Senator MORSE. Let me tie my point of view down to this comment: Let the record show if I thought that the carriers pleaded good faith and negotiated a 3-year wage pattern agreement with the brotherhoods, based upon any agreement, expressed or implied, that that was going to be the totality of the brotherhoods' request, except for the qualifying limitations you have expressed, and that you realized that something had to be done to finance the bill that was passed last year, then I would have a somewhat different attitude towards considering these requests than I would if the record showed that the carriers were not taken by surprise, that they just didn't include it in negotiations, that they did not attempt to get any comment on the part of the brotherhoods as to these benefits which, as I have said, I think would have to be considered as a part of the labor costs, and they didn't seek to get any commitments from the brotherhoods on them in their negotiations of the so-called pattern.

Mr. MONROE. I don't think that there is any reason to endeavor to secure any commitments. I said I wasn't on the negotiating committee, but I would see no reason why they should secure any commitments, for they just got benefit increases last year and we knew that some financing had to be done to take care of that increase.

Senator MORSE. I see no reason for discussing it unless you had knowledge that the brotherhoods were thinking in terms of benefits over and above what were encompassed in last year's bill.

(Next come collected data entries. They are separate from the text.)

PR #5301, opened 2022-05-24
Fixed discrepency between CI and Scan outputs

### LINKED ISSUE #5007: Missing "suppressions" in SARIF output for semgrep ci
**Describe the bug**
I used to run scans with semgrep-agent in diff mode, with the SARIF output, and it supported "suppressions" in the SARIF output.
It seems that the `semgrep ci` new method is not reporting to me the issues, I see in the scan logs that it finds all issues, then only reports a part of it, and it's not mentioned in the SARIF file.
I also checked the `--enable-nosem` and it's enabled by default according to the cli doc, so I guess this means "no sem enabled, will report them" ? but still nothing in the SARIF output

**To Reproduce**
I guess it's simple enough to create a file to be scanned and add a comment with // nosemgrep, the tricky part might be scanning on 2 branches though, not sure if this is the bug root cause.
```
semgrep 0.87.0 on python 3.10.4
    <multilang> | 44 rules × 2 files
           java | 53 rules × 1 file 

  Current version has 4 findings.

Switching repository to baseline commit '20f88xxxxxx'.

....

Scanning 1 file.
Returning to original head revision 63686xxxxxx

Some files were skipped.
  Scan was limited to files changed since baseline commit.
....
 Ran 295 rules on 1 file: 2 findings.
Ran 295 blocking rules, 0 audit rules, and 0 internal rules used for rule recommendations.
```
**Expected behavior**
The SARIF output of a diff-aware scan should still produce suppressed findings inside

**Screenshots**

**Environment**
I'm running semgrep in a github action, without the api token, reporting directly SARIF in a PR comment

**Use case**
Just improve the scan details provided in the comment

ajbt200128:
CI command would filter out ignored matches, whether or no nosemgrep was
enabled, or the output format dictated that they should not be filtered out.

Also added e2e tests for possible CI outputs.

PR checklist:

- [ ] Changelog is up-to-date


semgrep/semgrep/commands/ci.py
```diff
@@ -391,19 +393,23 @@ def ci(
     blocking_matches_by_rule: RuleMatchMap = {}
     nonblocking_matches_by_rule: RuleMatchMap = {}
     cai_matches_by_rule: RuleMatchMap = {}
+
+    # Since we keep nosemgrep disabled for the actual scan, we have to apply
+    # that flag here
+    keep_ignored = not enable_nosem or output_handler.formatter.keep_ignores()
```
brendongo, line 399: Nice! Helpful comment 👍

semgrep/tests/e2e/test_ci.py
```diff
@@ -338,19 +339,27 @@ def test_config_run(tmp_path, git_tmp_path_with_commit, snapshot, autofix):
     snapshot.assert_match(sanitized_output, "output.txt")
 
 
-def test_outputs(tmp_path, git_tmp_path_with_commit, snapshot, autofix):
+@pytest.mark.kinda_slow
+@pytest.mark.parametrize(
+    "format",
+    ["--json", "--gitlab-sast", "--gitlab-secrets", "--sarif", "--emacs", "--vim"],
```
brendongo, line 345: 🔥

brendongo: Should we also add using/disabling the `enable-nosem` flag to the tests?

brendongo (approved):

Mr. MONROE. We had no knowledge of it.

Senator MORSE. One other question. I have Mr. Bevan's statement here, and his exhibit Q-I am only asking for information-I want to call your attention to chart Q contained in the Bevan statement. It deals, Mr. Monroe, with financing of the so-called "equipments." Isn't it true that in recent years the railroads spent very substantial sums in amounts of interests on "equipment trusts" and this chart Q shows from 1956 to 1965 a considerable amount of interest for these equipment trust holders, which are somewhat like bondholders, are they not? It shows that they are getting in interest far in excess of what your stockholders are getting in dividends and this is all carried as costs. Is this not, however I speak loosely for descriptive purposesis this not a form of income as far as these equipment trusts and bondholders are concerned, while they are getting substantial interest payments?